Gonca Gürsun, Mark Crovella, Ibrahim Matta
Proceedings of INFOCOM 2011
Publication year: 2011

Abstract: Computer systems are increasingly driven by work- loads that reflect large-scale social behavior, such as rapid changes in the popularity of media items like videos. Capacity planners and system designers must plan for rapid, massive changes in workloads when such social behavior is a factor. In this paper we make two contributions intended to assist in the design and provisioning of such systems. We analyze an extensive dataset consisting of the daily access counts of hundreds of thousands of YouTube videos. In this dataset, we find that there are two types of videos: those that show rapid changes in popularity, and those that are consistently popular over long time periods.

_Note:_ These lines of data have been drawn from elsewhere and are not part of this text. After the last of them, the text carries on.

PR #2090, opened 2022-06-27
Register '-net' application during deployment

Porges:

Adding the `-net` service to app registration so that OneFuzz CLI can access it by changing endpoint.

VS Code reformatted the file a bit.

## PR Checklist
* [ ] Tests added/passed

## Info on Pull Request

_What does this include?_

## Validation Steps Performed

### DIFF
--- a/src/deployment/deploy.py
+++ b/src/deployment/deploy.py
@@ -293,17 +293,14 @@ class Client:
             "cli_password", object_id, self.get_subscription_id()
         )
 
-    def get_instance_url(self) -> str:
+    def get_instance_urls(self) -> List[str]:
         # The url to access the instance
         # This also represents the legacy identifier_uris of the application
         # registration
         if self.multi_tenant_domain:
-            return "https://%s/%s" % (
-                self.multi_tenant_domain,
-                self.application_name,
-            )
+            return ["https://%s/%s" % (self.multi_tenant_domain, name) for name in [self.application_name, self.application_name + DOTNET_APPLICATION_SUFFIX]]
         else:
-            return "https://%s.azurewebsites.net" % self.application_name
+            return ["https://%s.azurewebsites.net" % name for name in [self.application_name, self.application_name + DOTNET_APPLICATION_SUFFIX]]
 
     def get_identifier_urls(self) -> List[str]:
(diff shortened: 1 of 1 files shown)


src/deployment/deploy.py
```diff
@@ -289,31 +293,25 @@ def create_password(self, object_id: UUID) -> Tuple[str, str]:
...
+    def get_instance_urls(self) -> List[str]:
         # The url to access the instance
         # This also represents the legacy identifier_uris of the application
         # registration
         if self.multi_tenant_domain:
-            return "https://%s/%s" % (
-                self.multi_tenant_domain,
-                self.application_name,
-            )
+            return ["https://%s/%s" % (self.multi_tenant_domain, name) for name in [self.application_name, self.application_name + DOTNET_APPLICATION_SUFFIX]]
```
chkeita, line 301: The "-net" functions are supposed to be temporary until we move everything to dotnet. 
with this changes the "-net" identifierUris and related info will become useless after the transfer.
Can you make this an option specified at deployment.

Porges: @chkeita I think we should be setting this as long as the `deploy.py` script is deploying the `-net` application separately. Would it be sufficient to add a note next to the application deployment to say to remove this setting once we remove the Python app?

chkeita: i am thinking about upgrade scenarios for existing deployments. 
If we keep it in the code as-is, we need to add a the code to remove it afterwards when we do the migration. 
We already have a setting in the deployment script that specify which -net function we want to activate. We could make that it dependent on that.

chkeita: The other options is to make sure we update the identifierUris (and related settings) at each deployment. Currently we only set it on the first time we create the registration.

Porges: @chkeita at the moment we do perform an update to add new identifier URIs ([see below](https://github.com/microsoft/onefuzz/pull/2090/files#diff-0489104f2cf3e8ff8968514b328b6cb496d9519ee74fa9f24b612ec060f2b4cfR452-R464)) but we never remove any. We could remove them in future?

Porges:
Closing in favour of combining this with #2084.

We call these two types rarely-accessed and frequently-accessed videos, respectively. We observe that most of the videos in our data set clearly fall in one of these two types. In this work, we study the frequently-accessed videos by asking two questions: first, is there a relatively simple model that can describe its daily access patterns? And second, can we use this simple model to predict the number of accesses that a video will have in the near future, as a tool for capacity planning? To answer these questions we develop a framework for characterization and forecasting of access patterns. We show that for frequently-accessed videos, daily access patterns can be extracted via principal component analysis, and used efficiently for forecasting.